Question

The angles of elevation of the top of a vertical tower from two points. 30 metros apart, and on the same straight line passing through the base of tower, are ${30}^0$ and ${60}^0$ respectively.

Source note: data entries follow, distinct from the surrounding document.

Issue #1418, opened 2022-04-08
Generate Swift source for CoreML models


a2:
(I'm interested in working on Swift source generation for CoreML models. I saw in the [contributing guidelines](https://github.com/bazelbuild/rules_apple/blob/a93ad60b28877b0cfa16abafc6bdd3fce0e66c76/CONTRIBUTING.md) that I should file an issue to "claim" this work item.)

I noticed that the `coremlc generate` subcommand now — at least as of version 1127.100.30, which comes bundled with Xcode 13.3 — supports generating Swift source files with the public access modifiers (`--public-access`):

<details>
<summary>Output from <code>xcrun coremlc generate --help</code></summary>

```
$ xcrun coremlc generate --help
usage: coremlc <command> <inputdocument> <outputpath> [options ...]

Examples:

[...]

Commands:

[...]

   generate <model.{mlmodel,mlpackage}> </desired/path/to/output/directory>
      Generate source code interface for supplied CoreML .mlmodel or .mlpackage with the following options:
      --outputpath </desired/path/to/output/directory> : where to place the generated interface files.
      --language <Swift|Objective-C> : interface language.
      --swift-version x.y : generated interface requires Swift version x.y (swift only).
      --public-access : classes and members get public access specifier (swift only).
      --globalmodule : generate objc compatible model classes (swift only).
      --sdkroot : filename base for System/Library/CoreServices/SystemVersion.plist (internal, swift only). Requires --platform.
      --platform <macos|ios|watchos|tvos|maccatalyst> : check mlmodel version compatability for this platform.
      --deployment-target xx.yy.zz : check mlmodel version compatability for this version.
      --container <bundle-resources|swift-package> : code generation variants (internal).
      --no-documentation : suppress inline documentation.
      --dry-run : don't write generated code to output directory.

[...]
```
</details>

As for implementing this, and because naming is one of the two most difficult problems in programming (along with cache invalidation and off-by-one errors), I see that there is are `objc_intent_library` and `swift_intent_library` functions (Macros? I'm new to Bazel) in [_apple/resources.bzl_](https://github.com/bazelbuild/rules_apple/blob/a93ad60b28877b0cfa16abafc6bdd3fce0e66c76/apple/resources.bzl).

Should `apple_core_ml_library` be renamed to something like `objc_apple_core_ml_library` to make room for `swift_apple_core_ml_library`?

keith:
https://github.com/bazelbuild/rules_apple/pull/1419

PR #1419, opened 2022-04-09
Generate Swift source for CoreML models

a2:
Implementation of #1418

> I noticed that the `coremlc generate` subcommand now — at least as of version 1127.100.30, which comes bundled with Xcode 13.3 — supports generating Swift source files with the public access modifiers (`--public-access`):
> 
> <details>
> <summary>Output from <code>xcrun coremlc generate --help</code></summary>
> 
> ```
> $ xcrun coremlc generate --help
> usage: coremlc <command> <inputdocument> <outputpath> [options ...]
> 
> Examples:
> 
> [...]
> 
> Commands:
> 
> [...]
> 
>    generate <model.{mlmodel,mlpackage}> </desired/path/to/output/directory>
>       Generate source code interface for supplied CoreML .mlmodel or .mlpackage with the following options:
>       --outputpath </desired/path/to/output/directory> : where to place the generated interface files.
>       --language <Swift|Objective-C> : interface language.
>       --swift-version x.y : generated interface requires Swift version x.y (swift only).
>       --public-access : classes and members get public access specifier (swift only).
>       --globalmodule : generate objc compatible model classes (swift only).
>       --sdkroot : filename base for System/Library/CoreServices/SystemVersion.plist (internal, swift only). Requires --platform.
>       --platform <macos|ios|watchos|tvos|maccatalyst> : check mlmodel version compatability for this platform.
>       --deployment-target xx.yy.zz : check mlmodel version compatability for this version.
>       --container <bundle-resources|swift-package> : code generation variants (internal).
>       --no-documentation : suppress inline documentation.
>       --dry-run : don't write generated code to output directory.
> 
> [...]
> ```
> </details>
> 
> As for implementing this, and because naming is one of the two most difficult problems in programming (along with cache invalidation and off-by-one errors), I see that there is are `objc_intent_library` and `swift_intent_library` functions (Macros? I'm new to Bazel) in [_apple/resources.bzl_](https://github.com/bazelbuild/rules_apple/blob/a93ad60b28877b0cfa16abafc6bdd3fce0e66c76/apple/resources.bzl).

### DIFF
--- a/apple/internal/resource_rules/apple_core_ml_library.bzl
+++ b/apple/internal/resource_rules/apple_core_ml_library.bzl
@@ -31,10 +31,6 @@ load(
     "platform_support",
 )
 load(
-    "@build_bazel_rules_apple//apple/internal:swift_support.bzl",
-    "swift_support",
-)
-load(
     "@bazel_skylib//lib:dicts.bzl",
     "dicts",
 )
@@ -48,14 +44,22 @@ def _apple_core_ml_library_impl(ctx):
     actions = ctx.actions
     basename = paths.replace_extension(ctx.file.mlmodel.basename, "")
 
-    deps = getattr(ctx.attr, "deps", None)
-    uses_swift = swift_support.uses_swift(deps) if deps else False
+    is_swift = ctx.attr.language == "Swift"
 
-    coremlc_source = actions.declare_file(
-        "{}.m".format(basename),
-        sibling = ctx.outputs.source,
-    )
-    coremlc_header = actions.declare_file("{}.h".format(basename), sibling = coremlc_source)
+    if is_swift and not ctx.attr.swift_source:
+        fail("Attribute `swift_source` is mandatory when generating Swift.")
+    if not is_swift and (not ctx.attr.objc_header or not ctx.attr.objc_source):
+        fail("Attributes `objc_header` and `objc_source` are mandatory when generating Objective-C.")
+
+    swift_output_src = None
+    objc_output_src = None
+    objc_output_hdr = None
+
+    if is_swift:
+        swift_output_src = actions.declare_file("{}.swift".format(basename))
+    else:
+        objc_output_src = actions.declare_file("{}.m".format(basename))
+        objc_output_hdr = actions.declare_file("{}.h".format(basename))
 
     # TODO(b/168721966): Consider if an aspect could be used to generate mlmodel sources. This
     # would be similar to how we are planning to use the resource aspect with the
@@ -71,7 +75,7 @@ def _apple_core_ml_library_impl(ctx):
         features = ctx.features,
         objc_fragment = None,
         platform_type_string = str(ctx.fragments.apple.single_arch_platform.platform_type),
-        uses_swift = uses_swift,
+        uses_swift = is_swift,
         xcode_path_wrapper = ctx.executable._xcode_path_wrapper,
         xcode_version_config = ctx.attr._xcode_config[apple_common.XcodeVersionConfig],
     )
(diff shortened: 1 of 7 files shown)


a2:
I ended up reverting to separate implementations of `generate_mlmodel_sources` and `generate_swift_mlmodel_sources` due to the way `ctx.outputs.source` ([Obj-C](https://github.com/a2/rules_apple/blob/3e83f3455f733520dc9853a4d61dcf56bbc11fba/apple/internal/resource_rules/apple_core_ml_library.bzl#L131-L133), [Swift](https://github.com/a2/rules_apple/blob/3e83f3455f733520dc9853a4d61dcf56bbc11fba/apple/internal/resource_rules/apple_core_ml_library.bzl#L222-L224)) is used / expects to be used by the macro implementation. Although the tests passed locally (minus the documentation issue which I fixed in the latest commit), I noticed an issue with resolving the model files in my own project.

apple/internal/resource_rules/apple_core_ml_library.bzl
```diff
@@ -153,8 +153,76 @@ as `#import my/package/MyModel.h`.
 
 This rule will also compile the `mlmodel` into an `mlmodelc` and propagate it
 upstream so that it is packaged as a resource inside the top level bundle.
+""",
+)
+
+def _swift_apple_core_ml_library_impl(ctx):
```
keith, line 159: Looking at the differences between this and the existing `_apple_core_ml_library_impl` it seems like there are very few changes. instead of creating a separate rule for this what do you think about having a parameter on that internal rule for whether it generates swift or not, I guess just something like `generates_swift = True`, defaulting to false for keeping the current behavior. And then doing the same in the macro, to either create a objc_library or swift_library as the final target.

I think overall that would be a nicer user interface, and you'd dodge your naming concern. Thoughts?

apple/internal/resource_rules/apple_core_ml_library.bzl
```diff
@@ -114,7 +114,7 @@ apple_core_ml_library = rule(
             allow_single_file = ["mlmodel"],
             mandatory = True,
             doc = """
-Label to a single `.mlmodel` file from which to generate sources and compile into mlmodelc files.
+Label to a single `.mlmodel` or `.mlpackage` file from which to generate sources and compile into mlmodelc files.
```
keith, line 117: could you split out the mlpackage changes into a separate PR and add a fixture like the one that currently exists for mlmodel?

apple/internal/resource_rules/apple_core_ml_library.bzl
a2: I had an implementation like this in one of my commits on this branch. I wasn't able to make it work in practice, though, due to a larger, critical detail between `outputs = { "source": "%{name}.swift" }` (in the Swift version) and `outputs = { "source": "%{name}.m" }` (in the Obj-C version).

is there a way to declare a rule that supports something like this? Otherwise I agree that having a "language" parameter, similar to the `apple_intent_library` rule, would be ideal.

keith: If I understand the use case you don't have to predeclare outputs like this (it's actually discouraged now). You can just call ctx.actions.declare_file with the name instead.

a2: Interesting! I'll take another look tomorrow then 😃

keith (approved):
this looks great! one small comment, and you might need to rebase since I merged your other PR?

apple/internal/resource_rules/apple_core_ml_library.bzl
```diff
@@ -71,7 +75,7 @@ def _apple_core_ml_library_impl(ctx):
         features = ctx.features,
         objc_fragment = None,
         platform_type_string = str(ctx.fragments.apple.single_arch_platform.platform_type),
-        uses_swift = uses_swift,
+        uses_swift = is_swift,
```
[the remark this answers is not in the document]
keith: ah yea probably need to do:

```suggestion
        uses_swift = is_swift or (swift_support.uses_swift(deps) if deps else False),
```

keith:
the test failures appear related

keith:
Awesome, great work! Thanks!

The height
of the tower is

• A. $10$ m
• B. $15$ m
• C. $15\sqrt{3}$
• D. $30$ m

Answer 1

The correct option is C $15\sqrt{3}$

Let AB is tower, the angles of elevation of the top of a vertical tower AB from two points D and C are ${30}^0$ and ${60}^0$ respectively.
Let the height of tower be h metres
and $BC=xm$
In triangle $ABC,\frac{AB}{BC}=tan{60}^0$
$\therefore \frac{h}{x}=\sqrt{3}$...........(i)
In triangle ABD,$\frac{AB}{BD}=tan{30}^0$
$\therefore \frac{h}{(x+30)}=\frac{1}{\sqrt{3}}$
or $\sqrt{3}h=x+30$
Put value of x from equation Ci) in equation (ii), we get
$\sqrt{3}h=\frac{h}{\sqrt{3}}+30$
or $\sqrt{3}h-\frac{h}{\sqrt{3}}=30$
or $\frac{2h}{\sqrt{3}}=30$
$\therefore h=\frac{30\sqrt{3}}{2}=15\sqrt{3}$
So, height of the tower is $15\sqrt{3}$metre.